INDUSTRIAL APPLICABILITY

[0077] The current invention discloses methods and procedures for spatial interpolation of color images and video sequences in real time. The methods and procedures disclosed in the current application can be executed or preformed in a computer, other microprocessors, programmable electronic devices or other electronic circuitry that are used for encoding video film. They can be loaded into the above devices as software, hardware, or firmware. They can be implemented and programmed as discrete operations or as a part of a larger image processing strategy.

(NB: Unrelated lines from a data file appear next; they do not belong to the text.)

PR #613, opened 2026-08-28
pbp_refine correctness fixes + voxel_mask-based speedups for pbp indexing/refinement

jadball:
Sorry for the huge PR. This is many small fixes and some big ones.
Disclaimer: **Quite a bit of the heavy lifting to integrate voxel_mask was done with Claude**, although I have carefully fought back against stupid decisions, checked it and documented. I've ran through the FeAu pipeline to vaildate, and also tried on some larger datasets ( some round-robin data, and thanks to @adcret ). Things should work. I have users next week I will try this on too.

Big thanks to @AxelHenningsson  for `voxel_mask.py`, which most of the speedups below are built on. Sorry we didn't pick this up sooner!

### Breaking changes

- Beam weight was wrong in `pbp_refine`. The distance weighting used in both fits, `w = r / (y + dy + r)`, had `r` hard-coded to `1.0`, intended to mean "1 micron" no matter what units your `dty` motor actually reports in. On a dataset scanned in mm (TDXRD) this makes the weighting go flat, so every peak along a ray counts equally regardless of how far the beam actually passed from the voxel centre. `r` is now `beam_size / 3`, and `beam_size` is a real parameter on `PBPRefine` (defaults to `ystep`). To reproduce old results exactly on a 3 micron beam experiment, pass `beam_size=3`.
- `hkl_tol_origins` was wrong in `pbp_refine`. Origin finding was comparing the squared hkl residual against an unsquared tolerance, so a nominal `hkl_tol_origins=0.05` was actually being applied as `sqrt(0.05) ~= 0.224`. It is now squared consistently with `hkl_tol_refine`, so `0.05` really means `0.05`. Origins computed with older code used the looser tolerance.
- `sel` vs `isel` mix-up in pbp indexing and refinement. When building the working peak table (`icolf`), both `point_by_point.py` and `pbp_refine.py` were copying rows using `sel` (the ring / intensity-fraction mask) instead of `isel` (`sel` further filtered by `etacut`). Peaks that should have been excluded by the eta cut were silently making it into indexing and refinement. Both now consistently use `isel`.
- NaN voxels from an unguarded matrix inversion in `refine_map`. `ubi_and_ucell_to_u` called `np.linalg.inv` on the metric tensor. For a poorly-conditioned UBI this raised a `LinAlgError` inside a multi-threaded `prange`; that exception isn't reliably propagated, so the affected thread just stopped, leaving every voxel it still owned as NaN. Since voxels are chunked across workers, this showed up as whole strips of NaN voxels rather than isolated speckle, worth a look if you've seen anything like that in older maps. Replaced with a guarded closed-form version that skips the strain fit for that voxel instead of raising.
- `sbatchlocal` off-by-one in `lima_segmenter.py`. SLURM `--array=start-end` is inclusive of `end`, but the range used to build local commands went to `end` (exclusive), so the last array task was silently skipped, and a single-job array (`--array=0-0`) would run nothing at all. Fixed to `range(start, end + 1)`.
- `sino_shift_and_pad` was half a pixel out for odd `ny`. It took the middle of the sinogram to be `ny/2`, but the reconstruction origin sits on integer index `ny//2`. Those agree for even `ny` and differ by 0.5 for odd, so every reconstruction from a scan with an odd number of `dty` bins landed half a pixel from where `sample_to_recon` and `recon_to_sample` said it should. This hit iradon and ASTRA equally, which is why it never showed up as a disagreement between the two. Now uses `ny//2`. Worth noting the Si cube test dataset has `ny=41`, so it was affected.
- Reconstructions are now always odd-sized. `sino_shift_and_pad` bumps `pad` by one when `ny + pad` would come out even, so the rotation axis at index `N//2` is always the geometric middle pixel of the output. This is what lets `recon_to_step`, `recon_bins` and ASTRA agree without anyone applying a half-pixel correction: ASTRA centres its volume on `(N-1)/2`, which only equals `N//2` for odd `N`. Reconstruction sizes therefore change by one pixel for scans that previously produced an even size, and downstream code that hard-codes a shape will need updating.
- ASTRA reconstructions were offset from the iradon ones. `run_astra` handed ASTRA the raw sinogram, where `run_iradon` pads it internally out to the diagonal of the output. Two things followed: the ASTRA detector was only `ny` wide so it did not span the reconstruction volume, and grains at a radius approaching `ny/2` fell outside it; and `shift_sinogram` moved data within a fixed-size array, so a large `shift` slid real signal off the end and discarded it (55% of the sinogram intensity in the half-acquisition test case). `run_astra` now pads the sinogram the way iradon does and keeps the padded detector length odd so its centre lands on an integer index. Measured against `sample_to_recon` on a half acquisition the grain went from about 1 px off to within 0.03 px, matching iradon. Half acquisitions and grains far from the rotation axis were worst affected; a well-centred full scan was already fine.
- Large `y0` errors were mis-reconstructed by `run_iradon` and `run_mlem`. `projection_shifts` was zero-padded, so the padded rows were declared unshifted while the real detector rows carried `shift`. That makes the sample coordinate array non-monotonic, and `np.interp` returns nonsense on non-monotonic input without warning. Negligible for `|shift| <= 1`, but about 40% of peak intensity by `|shift| = 15`. Now padded with `mode='edge'` so the shift extends into the pad.
- Masks were silently dropped for `FBP_CUDA` and `BP_CUDA`. Both inherit from `CCudaReconstructionAlgorithm2D`, whose initialisation consumes `ReconstructionMaskId` without any algorithm ever applying it, so unlike CPU `FBP` (which at least warns about the unused option) they accepted a mask, ran cleanly, and reconstructed unmasked. Both now go through the same manual masking as `FBP` and `EM_CUDA`.
- `run_astra` no longer clamps reconstructions to `[0, 1]` by default. `MinConstraint` and `MaxConstraint` were hard-coded, which silently saturated the output whenever the sinogram was not normalised to a peak of 1 (`build_sinogram(normalise=False)`, or after `correct_ring_current`). Non-negativity is kept, but the upper clamp is now opt-in via the new `max_constraint` argument. Pass `max_constraint=1` to reproduce old behaviour.
- Half-scan masking rewritten. `apply_halfmask_to_sino` previously assumed the rotation axis sat at `len(sino)//2 - 1`; it now takes the axis row explicitly (defaulting to `ny//2`, where `correct_bins_for_half_scan` puts it), weights the axis row 0.5 because it is measured at every omega, and decides which side was actually scanned from `ds.ybin_real_mask` rather than guessing. Half-scan reconstructions will shift by one row relative to before.
- `correct_bins_for_half_scan` now updates `ds.ymin` and `ds.ymax`. They were only ever set in `guessbins`, so once half-scan padding moved `ybincens[0]`, everything reading `ds.ymin` (`recon_bins`, `guess_y0`, `dty_to_dtyi`) was out by the width of the low-side padding.

### Big changes

- `pbp_refine` moved into its own file, `ImageD11/sinograms/pbp_refine.py`, separate from `point_by_point.py`. Import path changes: `from ImageD11.sinograms.pbp_refine import PBPRefine` instead of importing it from `point_by_point`.
- Both pbp indexing and pbp refinement are substantially faster, because they no longer scan every peak per voxel to work out what is relevant. Instead,  we build a partition of the peaks over an (omega, dty) grid using `voxel_mask`: peaks are binned and sorted so that, for any voxel, only the strip of cells its sinusoid can actually reach needs visiting, instead of the whole map. The exact per-peak geometric test is still applied on top of that pre-filter, so results are unchanged, only the search is cheaper. For pbp indexing specifically, this partition is then written to disk (`index_filename`) and memory-mapped read-only by each worker process, the same way `icolf` already is via `mmap_h5colf`. Since the partition is identical in every worker, one mapping through the page cache replaces what would otherwise be a separate in-memory copy per process, and this is also what lets the same indexing job be split across a SLURM array. g-vector computation is also faster now, working directly from peaks' lab-frame vectors rather than recomputing them from scratch each time. Measured on a 3x10^6-peak dataset (Ryzen 7840U): `pbp_refine`'s refinement step went from 2m51s down to about 11s with a warm cache, and origin-finding to about 4.8s. This was before the gve computation speedups, so real improvements may be even faster. Both kernels were checked against the previous implementation: `refine_map` gives identical `npks`/`nuniq` and agrees on UBI and strain to 1e-14 relative; `compute_origins` finds the same set of origins, agreeing to 4e-16.
- ASTRA reconstruction can now run locally, not just via SLURM. The `tomo_2_map` / `tomo_2_map_minor_phase` notebooks gained a `run_astra_on_cluster` toggle: off, they run ASTRA in the notebook process directly, with a check that you actually have CUDA if you asked for a CUDA method.
- ASTRA gained `FBP` support, plus plain (non-CUDA) `BP` and `SIRT`, which run on CPU rather than needing a GPU. Only CPU `FBP` needs the sinogram resampled, because it is the one method that rejects the vec geometry `astra.functions.geom_postalignment` produces; everything else, `FBP_CUDA` included, still shifts the geometry and never touches the intensity data. That resampling uses linear rather than cubic interpolation, since cubic overshoots and can hand ASTRA negative intensities. `run_astra_recon.py` and `prepare_astra_bash` now take the ASTRA method as an argument instead of it being hard-coded to `EM_CUDA`.
- `apply_halfmask` and `mask_central_zingers` moved up into `GrainSinogram.recon`. They are properties of the sinogram and of the finished reconstruction rather than of the backend, and previously only `run_iradon` and `run_mlem` accepted them, so passing either alongside `method="astra"` raised `TypeError`. They now work with every backend.

### Notebook changes

- New `dsfix.ipynb`: lets you repoint a previously-segmented dataset at a new `analysisroot` / spatial-correction files, for when you want to move processing to a different location than where segmentation ran.
- `pbp_1_indexing.ipynb`, `pbp_3_refinement.ipynb` and `tomo_3_refinement.ipynb` gained a `drop_input_peaks` option: for large datasets, you can now free `cf_2d` from memory once the peaks needed for indexing/refinement have been selected out of it.
- `0_segment_and_label.ipynb`: local segmentation option added, as an alternative to submitting to the cluster.
- `tomo_2_map.ipynb`: guesses `y0` if none is supplied, rather than proceeding with a bad default.
- `nb_utils.py`: new `plot_grain_recons`, an interactive slider viewer for stepping through grain reconstructions and sinograms side by side.

### Small changes

- `unitcell.py`: `gethkls_xfab` used to return hkls in whatever order xfab's `genhkl_all` happened to produce, which wasn't consistent between runs. It's now lexsorted, so the ring order is deterministic.
- `unitcell.py`: `makerings` is cached if called again with the same `limit`/`tol` as last time, instead of rebuilding `ringds`/`ringhkls` from scratch every call. Matters because pbp indexing calls it repeatedly via `assigntorings`.
- `unitcell.py`: new `getcoses`, caching the distinct cosines between two rings' hkls per ring pair instead of rebuilding the list on every call; `indexing.py`'s `indexer.find` now calls this instead of duplicating the same loop inline.
- `unitcell.py`: `orient` now uses a closed-form 3x3 matrix inverse (`_inv3`) instead of `np.linalg.inv`.
- `indexing.py`: `refine`'s normal equations are now built with matrix multiplies instead of per-peak `np.outer` calls in a loop. Numerically equivalent (results differ by ~1 ULP from a different BLAS accumulation order), just faster.
- `indexing.py`: `indexer.reset()`'s pristine-state snapshot no longer deep-copies the shared `unitcell` object, which used to drag its `ringhkls`/`anglehkl_cache` along for ~2000 nested copies per indexer construction; `reset()` also now updates `__dict__` from that snapshot instead of replacing it and re-copying, so it deep-copies once per call instead of twice.
- `peakselect.py`: `mask_rings_by_ifrac` gained optional `verbose` and `return_npks_hmax` arguments (default off, backwards compatible).
- `properties.py`: peak tables now also store the frame number (`frm`), used by the new omega-binning logic in `voxel_mask`.
- `run_pbp_recon_chunk.py`: worker config now carries an `index_filename`, matching the new `voxel_mask` index caching.
- `sinogram.py`: new `_astra_geoms` builds the ASTRA volume and projection geometry from the unpadded sinogram height, so the reconstruction (and any mask) keeps the shape it had before while the detector alone is widened.
- `sinogram.py`: `"EM"` dropped from `run_astra`'s allowed methods. ASTRA only registers `EM_CUDA`, so a CPU `EM` request could never do anything but fail with "Unknown algorithm type".
- `sinogram.py`: `astra.projector.delete(proj_data_id)` corrected to `astra.data2d.delete`, since that id comes from `data2d.create`; and `if astra_method != ["FBP"]` corrected to compare against a string rather than a list.
- `geometry.py`: the module docstring now says where the origin actually is. Integer indices label pixel centres in step space, reconstruction space and `dtyi` alike; the rotation axis lands on index `N//2`, which is the middle pixel for odd `N` and half a pixel past the geometric centre for even `N`; and there's a new section describing what `shift` means and how `sino_shift_and_pad` defines it.
- `4_visualise.ipynb`: `cm.get_cmap` replaced with `plt.get_cmap` (removes a matplotlib deprecation warning).
- `test_point_by_point.py` retired; replaced by `test_pbp_refine.py` and `test_voxel_mask.py`. New `test_sino_recon.py`, built out of `sandbox/scanning_geometry.ipynb`: full (180 degrees across the whole sample) and half (360 degrees across half) acquisitions crossed with `y0` errors, reconstructed through both iradon and ASTRA and checked against `sample_to_recon` to a third of a pixel, with mask handling checked per method and the odd-size invariant of `sino_shift_and_pad` pinned down directly. Even output sizes are still covered by forcing extra padding, so the half-pixel path stays exercised. CUDA methods skip with a warning when no GPU is available, and the ASTRA tests skip entirely if astra isn't installed. `papermill_test_notebooks.py` updated for the new notebooks and options above.


jadball:
Please hold off on merging for now. Chasing some half-voxel shift bugs in astra vs iradon recons.

jadball:
I'm now happy to merge

ImageD11/unitcell.py
```diff
@@ -532,6 +552,12 @@ def makerings(self, limit, tol=0.001):
         The tolerance is the difference in d* to decide
         if two peaks overlap
         """
+        # Cache if limit and tol are the same
+        # this is called each time by assigntorings
+        # slow if we are doing pbp indexing
+        if (getattr(self, "_rings_for", None) == (limit, tol)
```
jonwright, line 558: todo: set rings_for to limit, tol

ImageD11/indexing.py
```diff
@@ -655,24 +669,25 @@ def find(self):
...
+        #     if (
+        #         abs(a - 1.0) < 1e-5 or abs(a + 1.0) < 1e-5
+        #     ):  # Throw out 180 degree angles
+        #         continue
+        #     if len(coses) == 0:
+        #         coses.append(a)
+        #         continue
+        #     if abs(coses[-1] - a) > 1e-5:
+        #         coses.append(a)
+        coses = self.unitcell.getcoses(self.ring_1, self.ring_2)
```
jonwright, line 691: requires cos_tol ?? Why was this 1e-5

ImageD11/sinograms/voxel_mask.py
```diff
@@ -1,13 +1,406 @@
...
+# and also going between a local machine and a cluster machine.
+
+_CACHE_VERSION = 7
+
+
+## Save and load caches
+_PEAK_H5GROUP = "PBPPeakIndex"
+
+
+def default_index_filename(manager):
```
jonwright, line 59: Isn't this icolf in dataset?

ImageD11/sinograms/point_by_point.py
```diff
@@ -33,18 +31,18 @@
...
 from ImageD11.columnfile import columnfile
+from ImageD11.peakselect import mask_rings_by_ifrac
 from ImageD11.sinograms import geometry
-from ImageD11.sinograms.roi_iradon import run_iradon
-from ImageD11.sinograms.tensor_map import unitcell_to_b
-from ImageD11.sinograms.sinogram import save_array
-
+from ImageD11.sinograms.voxel_mask import (
+    VoxelSinoMasker, fill_voxel_idx, max_candidates as vm_max_candidates,
+    default_index_filename,
```
jonwright, line 42: move?

ImageD11/sinograms/point_by_point.py
```diff
@@ -1713,83 +274,165 @@ def get_local_gv(si, sj, ystep, omega, sinomega, cosomega, xl, yl, zl):
...
+            out[t] = idx_buf[t]
+        return n
+ 
+    m = 0
+    inv_ystep = 1.0 / ystep
+    for t in range(n):
+        q = idx_buf[t]
+        dty_calc = y0 - sx * sinomega[q] - sy * cosomega[q]
+        # round() here matches numpy's round-half-to-even, as dty_to_dtyi uses
+        if int(round((dty_calc - ymin) * inv_ystep)) == dtyi[q]:
```
jonwright, line 341: Isn't it return `idx_buf[ ydist_buf <= ystep/2 ]` ?

ImageD11/sinograms/point_by_point.py
```diff
@@ -1713,83 +274,165 @@ def get_local_gv(si, sj, ystep, omega, sinomega, cosomega, xl, yl, zl):
...
+ 
+    n = fill_voxel_idx(sx, sy, y0, ystep, ymin,
+                       omega_partitions, dty_partitions, dty,
+                       sinomega, cosomega, sinomega_bins, cosomega_bins,
+                       idx_buf, ydist_buf)
+    if n < 0:  # buffer too small, catch and return -1 to the caller
+        return -1
+ 
+    if relax:  # match voxel_mask predicate, so just return the peaks that fill_voxel_idx() found
+        for t in range(n):
```
jonwright, line 331: is a copy needed? Can we avoid numba here

ImageD11/sinograms/point_by_point.py
```diff
@@ -2000,26 +715,44 @@ def setpeaks(self, colf, icolf_filename=None):
         print(
             "Using for indexing:",
             self.icolf.nrows,
-            "npks, minpks, forgen",
-            self.npks,
+            "npks, minpks, forgen, foridx",
+            npks,
```
jonwright, line 719: was self.npks before? Do we need it?

ImageD11/sinograms/point_by_point.py
```diff
@@ -2098,6 +832,8 @@ def submit_slurm_chunks(self, grains_prefix, id11_code_path, gridstep=1, n_chunk
 #SBATCH --cpus-per-task={cpus_per_chunk}
 #SBATCH --array=0-{array_end}
 #SBATCH --mem={mem_G}G
+export NUMBA_CACHE_DIR=/tmp/numba_${{SLURM_JOB_ID}}_${{SLURM_ARRAY_TASK_ID}}
```
jonwright, line 835: Should be generic to all jobs?

jonwright: And deletion?

jonwright (commented):
see the rest later

jonwright:
Merging. Will put some edits on top soon.

PR #617, opened 2026-09-04
Store pbp peak index as a group inside the icolf file

jonwright:
TEST THIS BEFORE MERGING: AI WRITTEN CODE

The voxel_mask peak index is a lookup/partition table for the icolf it accompanies, so store it as the PBPPeakIndex group in the same HDF5 file instead of a sibling _pbpindex.h5 sidecar file. The peaks group is left untouched; mmap_h5colf and colfile_from_hdf find columns by ImageD11_type, so the extra group does not confuse them.

Remove default_index_filename and the PBP.index_filename attribute / point_by_point index_filename parameter; the partition is now always read from the icolf file in the initializer, warm-up and SLURM chunk worker.


jadball:
seems good to me. I have something similar but not pushed. happy to merge

PR #622, opened 2026-09-06
sparseframe: add optional smoothing to sparse_localmax

### LINKED ISSUE #159: SparseFrame vs SparseScan and lmlabel
The smoothing code only applies on SparseScan and not sparse_frame - clean this up.

jonwright:
Fixes #159. SparseScan.lmlabel already smooths via cImageD11.sparse_smooth before localmax labelling, but the frame-level equivalent sparse_localmax() had no way to do the same. Adds a smooth=False kwarg (default keeps existing behaviour/output unchanged) that reuses the existing sparse_smooth helper, same as SparseScan.lmlabel already does.

### DIFF
--- a/ImageD11/sparseframe.py
+++ b/ImageD11/sparseframe.py
@@ -633,12 +633,19 @@ def sparse_connected_pixels(
     return nlabel
 
 
-def sparse_localmax(frame, label_name="localmax", data_name="intensity"):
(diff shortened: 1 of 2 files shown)


jonwright:
I think there is zero test coverage for this. Lets add a test please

[0078] In compliance with the statute, the invention has been described in language more or less specific as to structural features. It is to be understood, however, that the invention is not limited to the specific features shown or described, since the means and construction shown or described comprise preferred forms of putting the invention into effect. Additionally, while this invention is described in terms of being used to provide a method of spatial interpolation of color images in real time, it will be readily apparent to those skilled in the art that the invention can be adapted to other uses as well. The invention should not be construed as being limited to spatial interpolation and is therefore, claimed in any of its forms or modifications within the legitimate and valid scope of the appended claims, appropriately interpreted in accordance with the doctrine of equivalents.

Claims

1. A method for enlarging still images or single video frames in an electronic media comprising the steps of:

a. selecting an image for enlargement;

b. selecting a filtering algorithm from a pre-determined library of algorithms based on the desired quality of the enlarged image;

c. selecting a filter coefficients from a pre-determined library of filter coefficients based on the desired quality of the enlarged image and the speed of operation of the algorithm;

d. constructing a filter mask for determining the value of the pixels to be added for enlarging the image;

e. executing the filter algorithm on the horizontal rows of the image at each point where a pixel is to be added to determine the value of the pixel to be added; and

f. executing the filter algorithm on the vertical columns of the image at each point where a pixel is to be added to determine the value of the pixel to be added.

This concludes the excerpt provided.